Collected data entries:
---+---

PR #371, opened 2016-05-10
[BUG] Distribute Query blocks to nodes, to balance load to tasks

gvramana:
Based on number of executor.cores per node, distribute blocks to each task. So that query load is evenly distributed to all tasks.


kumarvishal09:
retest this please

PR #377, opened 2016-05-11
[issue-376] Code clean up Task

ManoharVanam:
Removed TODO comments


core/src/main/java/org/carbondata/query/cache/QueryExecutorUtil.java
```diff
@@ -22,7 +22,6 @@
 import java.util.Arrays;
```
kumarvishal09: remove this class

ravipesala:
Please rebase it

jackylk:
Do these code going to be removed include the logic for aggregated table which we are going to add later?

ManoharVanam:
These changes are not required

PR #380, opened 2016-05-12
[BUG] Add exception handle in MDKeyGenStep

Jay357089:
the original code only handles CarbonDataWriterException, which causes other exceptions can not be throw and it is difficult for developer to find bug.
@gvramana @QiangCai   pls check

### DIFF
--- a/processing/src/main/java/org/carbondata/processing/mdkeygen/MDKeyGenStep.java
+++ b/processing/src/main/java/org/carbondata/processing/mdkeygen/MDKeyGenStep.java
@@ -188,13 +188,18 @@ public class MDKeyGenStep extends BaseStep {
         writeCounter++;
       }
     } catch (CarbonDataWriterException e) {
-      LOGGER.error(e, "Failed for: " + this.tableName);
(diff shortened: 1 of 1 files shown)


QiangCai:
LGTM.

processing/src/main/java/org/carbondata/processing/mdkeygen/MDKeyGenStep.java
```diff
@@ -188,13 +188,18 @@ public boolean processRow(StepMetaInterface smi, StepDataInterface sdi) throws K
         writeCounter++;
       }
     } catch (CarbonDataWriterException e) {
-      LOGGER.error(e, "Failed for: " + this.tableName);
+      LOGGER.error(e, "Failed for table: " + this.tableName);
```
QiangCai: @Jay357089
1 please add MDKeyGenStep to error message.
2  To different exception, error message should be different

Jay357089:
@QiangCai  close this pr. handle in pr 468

---+---

- DIRECTIONS FOR THIS TASK
Copy every line of the records word for word.

- TASK RESULT
PR #371, opened 2016-05-10
[BUG] Distribute Query blocks to nodes, to balance load to tasks

gvramana:
Based on number of executor.cores per node, distribute blocks to each task. So that query load is evenly distributed to all tasks.


kumarvishal09:
retest this please

PR #377, opened 2016-05-11
[issue-376] Code clean up Task

ManoharVanam:
Removed TODO comments


core/src/main/java/org/carbondata/query/cache/QueryExecutorUtil.java
```diff
@@ -22,7 +22,6 @@
 import java.util.Arrays;
```
kumarvishal09: remove this class

ravipesala:
Please rebase it

jackylk:
Do these code going to be removed include the logic for aggregated table which we are going to add later?

ManoharVanam:
These changes are not required

PR #380, opened 2016-05-12
[BUG] Add exception handle in MDKeyGenStep

Jay357089:
the original code only handles CarbonDataWriterException, which causes other exceptions can not be throw and it is difficult for developer to find bug.
@gvramana @QiangCai   pls check

### DIFF
--- a/processing/src/main/java/org/carbondata/processing/mdkeygen/MDKeyGenStep.java
+++ b/processing/src/main/java/org/carbondata/processing/mdkeygen/MDKeyGenStep.java
@@ -188,13 +188,18 @@ public class MDKeyGenStep extends BaseStep {
         writeCounter++;
       }
     } catch (CarbonDataWriterException e) {
-      LOGGER.error(e, "Failed for: " + this.tableName);
(diff shortened: 1 of 1 files shown)


QiangCai:
LGTM.

processing/src/main/java/org/carbondata/processing/mdkeygen/MDKeyGenStep.java
```diff
@@ -188,13 +188,18 @@ public boolean processRow(StepMetaInterface smi, StepDataInterface sdi) throws K
         writeCounter++;
       }
     } catch (CarbonDataWriterException e) {
-      LOGGER.error(e, "Failed for: " + this.tableName);
+      LOGGER.error(e, "Failed for table: " + this.tableName);
```
QiangCai: @Jay357089
1 please add MDKeyGenStep to error message.
2  To different exception, error message should be different

Jay357089:
@QiangCai  close this pr. handle in pr 468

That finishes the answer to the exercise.